As long as Hamas is in place and is presenting itself as the voice and as the leadership of the Palestinians, then, unfortunately, this problem is not going to be resolved.

Mahmoud Abbas’s “Palestinian Authority” is no authority. He and his organization are corrupt. They have been selling out the Palestinian population for a long time. One has to ask if peace with Israel is in their interest — as they perceive it — also.

In that sense, the Palestinians are unfortunate to have one leader who is corrupt and really does not care very much about them and may even want the conflict to continue so that he can continue to cash in on international handouts, the EU, America and so on; and then have as the other group, Hamas. This terrorist deadly group, also does not care about Palestinian lives. That is where the problem lies.

The Palestinians in a sense find themselves without ethical representation: ordinary Palestinians are being used by their leaders who seek to bolster their own position and power base. It is a mistake to view either Hamas or the PA as “representing” the interests of the average Palestinian. Both Hamas and the PA are deeply cynical: if they wished to increase the well-being of the average Palestinian, they would pursue peace. Peace with Israel, however, is not necessarily in the self-interest of either the PA or of Hamas as they themselves currently view their interests.

This brings us to Iran. Since Iran’s revolution in 1979, the Iranian regime has made it clear it is working towards the destruction of Israel. It is important to make a distinction between the regime, which is Islamist, and the Iranian population. A considerable number of Iranian citizens abhor their own regime, as they have been demonstrating for years, and want nothing more today than to have that regime go away.

The threat to Israel from the Iranian regime is more profound than the one that Hamas presents. Hamas is an enemy, but it is a much weaker enemy than Iran, which is determined to go ahead and develop a nuclear weapon with the sole objective of destroying Israel.

It would be best if the Biden administration would continue with the previous administration’s policies towards Iran — which was to compel the Iranian government to give up the development of these nuclear weapons if they want to become a part of the international community. There, we should not compromise, but all indications are that the American officials who originally negotiated the JCPOA during the Obama Administration are desperate to get back to it, even in the face of aggression and weakness by the Iranian regime.

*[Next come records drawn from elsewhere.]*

PR #864, opened 2019-08-08
Option to classify a specific bug 

### LINKED ISSUE #833: Add an option to the bug_classifier script to classify a specific bug

cklyyung:
Fixes #833 
I was able to successfully fetch one bug : 
`python3 -c 'from scripts import bug_classifier; bug_classifier.main()' defect --bug_id 1322944`

If the `--bug_id` argument isn't specified, `bug_id=None` is passed to the `classify_bugs` function and all bugs are fetched.

### DIFF
--- a/scripts/bug_classifier.py
+++ b/scripts/bug_classifier.py
@@ -17,7 +17,7 @@ basicConfig(level=INFO)
 logger = getLogger(__name__)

The United States and Europe, if they have got one thing wrong about radical Islam and its leadership, it has been the Muslim Brotherhood, its affiliate organizations and groups sympathetic to it. The Muslim Brotherhood is able to play Western governments and Western media associations in a way that they have failed to play — until recently — Arab Muslim countries.

The Muslim Brotherhood right now is illegal in Saudi Arabia, in the United Arab Emirates and in Egypt, among other countries. That is one reason why Hamas is so desperate, with the help of Iran, to cling onto their leadership position, which they have been losing because they have lost their legitimacy.

The Muslim Brotherhood is very much active on American soil, in the UK, and in many other Western countries. Their front organizations pretend to be humanitarian, charitable, educational or religious organizations. In its world view, in its ideal vision for society, the Brotherhood is not that different from that of violent groups such as Al‑Qaeda or ISIS. Where they differ is on the tactics to get there. It is coated in a language that is appealing to the leadership – whether it be the media or the political and policy‑making community – and especially appealing to Westerners, often including support for “democracy”. After all these years, it is probably high time that we expose the Muslim Brotherhood for what it is.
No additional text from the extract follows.